> [DATASET]
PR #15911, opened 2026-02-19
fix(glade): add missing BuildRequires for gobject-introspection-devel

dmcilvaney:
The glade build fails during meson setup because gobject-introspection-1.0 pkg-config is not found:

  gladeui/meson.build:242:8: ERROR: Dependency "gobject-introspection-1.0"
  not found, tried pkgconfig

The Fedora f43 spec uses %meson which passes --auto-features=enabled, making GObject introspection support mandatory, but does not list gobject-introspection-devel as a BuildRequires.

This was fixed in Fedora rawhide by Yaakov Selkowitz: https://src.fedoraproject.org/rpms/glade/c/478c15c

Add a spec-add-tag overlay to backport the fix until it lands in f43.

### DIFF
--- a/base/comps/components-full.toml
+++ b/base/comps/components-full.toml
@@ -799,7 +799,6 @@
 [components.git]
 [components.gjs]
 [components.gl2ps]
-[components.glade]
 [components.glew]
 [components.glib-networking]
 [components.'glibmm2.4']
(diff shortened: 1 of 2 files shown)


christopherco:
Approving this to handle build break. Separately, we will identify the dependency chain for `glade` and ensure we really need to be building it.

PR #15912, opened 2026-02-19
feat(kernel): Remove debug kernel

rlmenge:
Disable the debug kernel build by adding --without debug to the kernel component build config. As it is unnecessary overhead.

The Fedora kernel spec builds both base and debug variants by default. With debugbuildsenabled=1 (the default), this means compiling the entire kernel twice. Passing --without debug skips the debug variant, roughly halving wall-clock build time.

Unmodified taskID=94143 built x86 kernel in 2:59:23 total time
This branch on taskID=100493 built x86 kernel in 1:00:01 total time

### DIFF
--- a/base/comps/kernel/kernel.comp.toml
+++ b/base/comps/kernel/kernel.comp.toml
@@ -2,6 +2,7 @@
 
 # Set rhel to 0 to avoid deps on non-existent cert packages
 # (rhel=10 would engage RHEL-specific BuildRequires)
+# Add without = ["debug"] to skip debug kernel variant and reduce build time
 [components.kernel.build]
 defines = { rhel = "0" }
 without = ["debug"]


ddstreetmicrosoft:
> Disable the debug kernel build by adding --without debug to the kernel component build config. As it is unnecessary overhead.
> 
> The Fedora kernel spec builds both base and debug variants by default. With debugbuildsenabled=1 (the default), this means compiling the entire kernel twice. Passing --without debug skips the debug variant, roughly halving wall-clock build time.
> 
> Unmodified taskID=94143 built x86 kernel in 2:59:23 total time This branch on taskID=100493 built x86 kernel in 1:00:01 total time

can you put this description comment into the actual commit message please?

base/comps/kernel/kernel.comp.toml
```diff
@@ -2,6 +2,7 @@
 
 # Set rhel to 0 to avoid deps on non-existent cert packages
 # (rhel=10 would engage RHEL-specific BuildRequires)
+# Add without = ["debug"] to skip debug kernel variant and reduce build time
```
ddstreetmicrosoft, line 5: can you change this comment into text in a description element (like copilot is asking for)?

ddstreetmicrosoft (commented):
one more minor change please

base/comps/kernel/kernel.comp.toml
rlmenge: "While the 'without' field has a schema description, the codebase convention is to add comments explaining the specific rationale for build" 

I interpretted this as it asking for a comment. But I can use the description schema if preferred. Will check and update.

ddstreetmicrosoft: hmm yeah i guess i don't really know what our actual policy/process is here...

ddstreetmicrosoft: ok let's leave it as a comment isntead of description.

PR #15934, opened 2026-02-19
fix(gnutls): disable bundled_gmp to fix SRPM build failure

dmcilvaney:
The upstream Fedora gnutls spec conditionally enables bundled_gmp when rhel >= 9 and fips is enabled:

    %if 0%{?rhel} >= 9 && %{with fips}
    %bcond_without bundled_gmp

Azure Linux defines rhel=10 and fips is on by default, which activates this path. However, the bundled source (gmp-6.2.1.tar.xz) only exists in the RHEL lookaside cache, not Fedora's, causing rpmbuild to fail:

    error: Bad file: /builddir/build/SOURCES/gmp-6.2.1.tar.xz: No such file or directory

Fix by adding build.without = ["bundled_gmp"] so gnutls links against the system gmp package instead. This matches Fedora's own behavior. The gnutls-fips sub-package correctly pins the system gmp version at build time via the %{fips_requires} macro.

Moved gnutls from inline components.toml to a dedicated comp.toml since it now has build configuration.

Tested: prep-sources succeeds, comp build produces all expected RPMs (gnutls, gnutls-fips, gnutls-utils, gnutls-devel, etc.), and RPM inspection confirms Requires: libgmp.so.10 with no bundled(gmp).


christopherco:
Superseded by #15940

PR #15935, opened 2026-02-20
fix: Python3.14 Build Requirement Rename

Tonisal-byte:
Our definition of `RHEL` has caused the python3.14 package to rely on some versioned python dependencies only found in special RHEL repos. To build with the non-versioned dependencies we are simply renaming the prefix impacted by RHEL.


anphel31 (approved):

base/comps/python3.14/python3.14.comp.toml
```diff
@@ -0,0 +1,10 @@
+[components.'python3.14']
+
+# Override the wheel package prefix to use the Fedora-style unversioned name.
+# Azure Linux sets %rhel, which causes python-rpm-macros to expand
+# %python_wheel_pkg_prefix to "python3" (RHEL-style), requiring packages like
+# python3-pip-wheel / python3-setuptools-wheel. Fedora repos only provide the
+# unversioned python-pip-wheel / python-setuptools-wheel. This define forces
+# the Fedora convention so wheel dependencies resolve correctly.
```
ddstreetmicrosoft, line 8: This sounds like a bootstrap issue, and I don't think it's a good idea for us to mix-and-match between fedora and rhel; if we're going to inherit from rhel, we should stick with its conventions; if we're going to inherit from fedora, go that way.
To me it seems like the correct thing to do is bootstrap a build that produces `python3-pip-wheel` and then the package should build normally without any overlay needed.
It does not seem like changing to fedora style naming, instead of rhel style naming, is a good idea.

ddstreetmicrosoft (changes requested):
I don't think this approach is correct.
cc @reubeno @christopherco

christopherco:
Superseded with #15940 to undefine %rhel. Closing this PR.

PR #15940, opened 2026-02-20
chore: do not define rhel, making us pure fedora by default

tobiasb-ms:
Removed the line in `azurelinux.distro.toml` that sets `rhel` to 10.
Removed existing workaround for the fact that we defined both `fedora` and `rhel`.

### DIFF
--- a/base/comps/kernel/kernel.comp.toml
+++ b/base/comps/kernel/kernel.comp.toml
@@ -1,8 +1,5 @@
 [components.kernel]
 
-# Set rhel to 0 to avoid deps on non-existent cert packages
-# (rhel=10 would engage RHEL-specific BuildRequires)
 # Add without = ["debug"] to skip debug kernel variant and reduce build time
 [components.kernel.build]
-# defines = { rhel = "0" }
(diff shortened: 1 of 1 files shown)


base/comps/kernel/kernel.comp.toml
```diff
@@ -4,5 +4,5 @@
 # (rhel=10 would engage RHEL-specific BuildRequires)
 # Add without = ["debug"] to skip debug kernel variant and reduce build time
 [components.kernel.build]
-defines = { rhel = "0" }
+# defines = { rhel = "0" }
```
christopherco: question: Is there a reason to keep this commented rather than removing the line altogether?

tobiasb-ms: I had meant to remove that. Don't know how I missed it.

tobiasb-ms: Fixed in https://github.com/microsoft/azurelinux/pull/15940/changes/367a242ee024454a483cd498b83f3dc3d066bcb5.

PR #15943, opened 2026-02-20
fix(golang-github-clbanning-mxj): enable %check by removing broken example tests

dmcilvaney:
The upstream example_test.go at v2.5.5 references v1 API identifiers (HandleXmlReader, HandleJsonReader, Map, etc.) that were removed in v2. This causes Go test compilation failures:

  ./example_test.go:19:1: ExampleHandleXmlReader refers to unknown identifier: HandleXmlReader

> [DIRECTIONS] Each line from the one holding "tobiasb-ms: Fixed in" to the end of the data above goes into the answer exactly as written, and no other line does.

> [ANSWER BOX]
tobiasb-ms: Fixed in https://github.com/microsoft/azurelinux/pull/15940/changes/367a242ee024454a483cd498b83f3dc3d066bcb5.

PR #15943, opened 2026-02-20
fix(golang-github-clbanning-mxj): enable %check by removing broken example tests

dmcilvaney:
The upstream example_test.go at v2.5.5 references v1 API identifiers (HandleXmlReader, HandleJsonReader, Map, etc.) that were removed in v2. This causes Go test compilation failures:

  ./example_test.go:19:1: ExampleHandleXmlReader refers to unknown identifier: HandleXmlReader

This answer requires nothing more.